I would argue that virtually everyone is, not just for the sake of being pedantic, but because I think it highlights an important point. Pretty much everyone has at least a cash checking account that they pay everyday expenses out of, even if they're using credit cards (which ultimately get paid off from the cash account) and don't keep an explicit "emergency fund". I've rarely heard of people keeping a fixed percentage of their asset allocation in cash, although I have seen it here on Bogleheads before. For the majority of us who keep a fixed amount in cash, the debate on whether or not emergency funds are necessary is kind of missing the point. Whether you call it an emergency fund or not, everyone has at least some fixed cash buffer.

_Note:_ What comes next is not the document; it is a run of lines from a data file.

PR #7570, opened 2025-03-28
Add GitHub Enterprise Server support

doew:
- [x] This change is worth documenting at [https://docs.all-hands.dev/](https://docs.all-hands.dev/)  

This update introduces support for GitHub Enterprise Server (GHES), allowing OpenHands to integrate seamlessly with self-hosted GitHub environments. Users can now configure OpenHands to connect with GHES instances through updated API endpoints and improved authentication mechanisms.  

---

This PR adds support for GitHub Enterprise Server by:  
- Implementing configuration options specific to GHES  
- Updating API endpoint logic to accommodate GHES-specific paths  
- Enhancing authentication flows to support GHES tokens and permissions  
- Adding test cases to validate GHES functionality  

The design ensures that these changes are backward-compatible with existing GitHub.com integrations.  

---

N/A


malhotra5:
Thanks a bunch for putting this together!

The main feedback I have is 

1. to make sure we're saving the enterprise url inside the `secret _store` field inside [`Settings`](https://github.com/All-Hands-AI/OpenHands/blob/main/openhands/server/settings.py)

Specifically, adding an extra field `HOST_URL` inside [`ProviderToken`](https://github.com/All-Hands-AI/OpenHands/blob/main/openhands/integrations/provider.py#L37-#L40)


2. Inside the accountsettings page for the FE, add an extra host url field which saves/stores the `HOST_URL` for the user in the BE 

3. Use the settings provider in the FE to access the `HOST_URL` and pass around the attribute as needed


We're trying to make this configurable on a per-user; let me know if you need any help with this!

doew:
@malhotra5 
Happy to take this suggestion on!
Initially, I thought having a global setting would be sufficient for self-hosting OpenHands, but I assume this change is necessary to support the SaaS version as well — is that correct?
It might take me a bit of time to implement, but I’ll keep working on it.

malhotra5:
Yup its so that the changes can be ported over to SAAS as well

Its also a matter of consistency, as for self hosted openhands we still maintain values inside user settings rather than setting values globally

doew:
@malhotra5 

Thank you for reviewing this PR. Since the last review, I have added new commits, but in the meantime, GitLab-related changes were introduced, requiring me to resolve conflicts twice.

Given that the time available for this PR is limited, I would like to discuss the best way to proceed smoothly. For example, one possible approach could be merging the PR in its current state and handling any necessary fixes in a separate PR.

Could you share your thoughts on this? I appreciate your help.

doew:
Thanks for running the CI! It looks like it failed, so I’ll go ahead and push a fix to get it passing.

enyst:
@doew I think, if you run a `make build` in the project, it will install the pre-commit hooks that make it simple.

frontend/src/config/github-enterprise.ts
```diff
@@ -0,0 +1,23 @@
...
+ * GitHub Enterprise Server configuration
+ */
+
+/**
+ * Initialize GitHub Enterprise Server configuration from environment variables
+ */
+export const initGitHubEnterpriseConfig = () => {
+  // Set GitHub Enterprise URL if available
+  if (import.meta.env.VITE_GITHUB_ENTERPRISE_URL) {
+    window.GITHUB_ENTERPRISE_URL = import.meta.env.VITE_GITHUB_ENTERPRISE_URL;
```
malhotra5, line 11: Could we avoid using `window` to pass around GitHub related settings. We'd rather just use the `UserSettings` because its persists for local installations as well

frontend/src/types/git.d.ts
```diff
@@ -36,3 +36,12 @@ interface GitHubCommit {
 interface GithubAppInstallation {
   installations: { id: number }[];
 }
+
+// Extend Window interface to include GitHub Enterprise URL
+declare global {
+  interface Window {
```
malhotra5, line 42: similarly remove use of window here

frontend/src/types/settings.ts
```diff
@@ -18,7 +32,7 @@ export type Settings = {
   ENABLE_DEFAULT_CONDENSER: boolean;
   ENABLE_SOUND_NOTIFICATIONS: boolean;
   USER_CONSENTS_TO_ANALYTICS: boolean | null;
-  PROVIDER_TOKENS: Record<Provider, string>;
+  PROVIDER_TOKENS: Record<Provider, ProviderTokenDataGet | string>;
```
malhotra5, line 35: Can we enforce this to always be `ProviderTokenData` instead of `string

Also the backend route can end empty token for `GET` requests, instead of making `ProviderTokenDataPost` and `ProviderTokenDataGet`

frontend/src/utils/generate-github-auth-url.ts
```diff
@@ -7,6 +7,19 @@
  */
 export const generateGitHubAuthUrl = (clientId: string, requestUrl: URL) => {
   const redirectUri = `${requestUrl.origin}/oauth/keycloak/callback`;
+
+  // Check if GitHub Enterprise Server URL is configured
+  const githubEnterpriseUrl = window.GITHUB_ENTERPRISE_URL || "";
```
malhotra5, line 12: can we have a param from the user settings passed to this function instead of pulling the URL value out from `window`

openhands/integrations/github/github_service.py
```diff
@@ -32,10 +33,55 @@ def __init__(
...
+                self.BASE_URL = f'{base_url}/api/v3'
+                self.GRAPHQL_URL = f'{base_url}/api/graphql'
+
+            # Log that we're using GitHub Enterprise Server
+            logger.debug(
+                f'Using GitHub Enterprise Server with BASE_URL: {self.BASE_URL}'
+            )
+        else:
+            # Default to github.com API
+            self.BASE_URL = get_github_api_url() or self.DEFAULT_BASE_URL
```
malhotra5, line 77: NIT: lets define the helper functions within this class (e.g `get_github_api_url`)

Let's remove the config class and just use user settings for storing the `BASE_URL` values

openhands/server/routes/git.py
```diff
@@ -93,9 +96,14 @@ async def get_github_installation_ids(
 ):
     if provider_tokens and ProviderType.GITHUB in provider_tokens:
         token = provider_tokens[ProviderType.GITHUB]
+        # Use the host_url from the token if available, otherwise use the default API URL
+        github_api_url = token.host_url or get_github_api_url()
```
malhotra5, line 100: We should have host_url information available in the token, so `get_github_api_url` should be unnecessary

We strictly want to store such information on a per user basis

malhotra5:
FYI #7766 is adding similar support but for Gitlab, so some of the scaffolding changes may be quite similar

doew:
Thank you very much for the helpful review!
I’ll go through each point and address them one by one.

Some people just have a bigger cash buffer and give it a fancy name. But if you keep $1k or less in your checking account daily in order to pay for spending, you have something functionally equivalent to albeit smaller than a typical emergency fund.

Why would anybody do this if their ultimate goal was to stick to a specific asset allocation? Shouldn't cash be a fixed percentage of the total portfolio? Well, because the reality is that there are competing priorities, and the emergency or credit card bill that comes due tomorrow and needs to be paid in cash is higher priority than retirement decades from now. In a sense, the portfolio is actually split into 2 conceptual buckets, 1 for retirement that is calibrated for the long time horizon, and 1 for short-term expenses. The latter is 100% cash because it absolutely must be available soon and not suffer any loss of principle.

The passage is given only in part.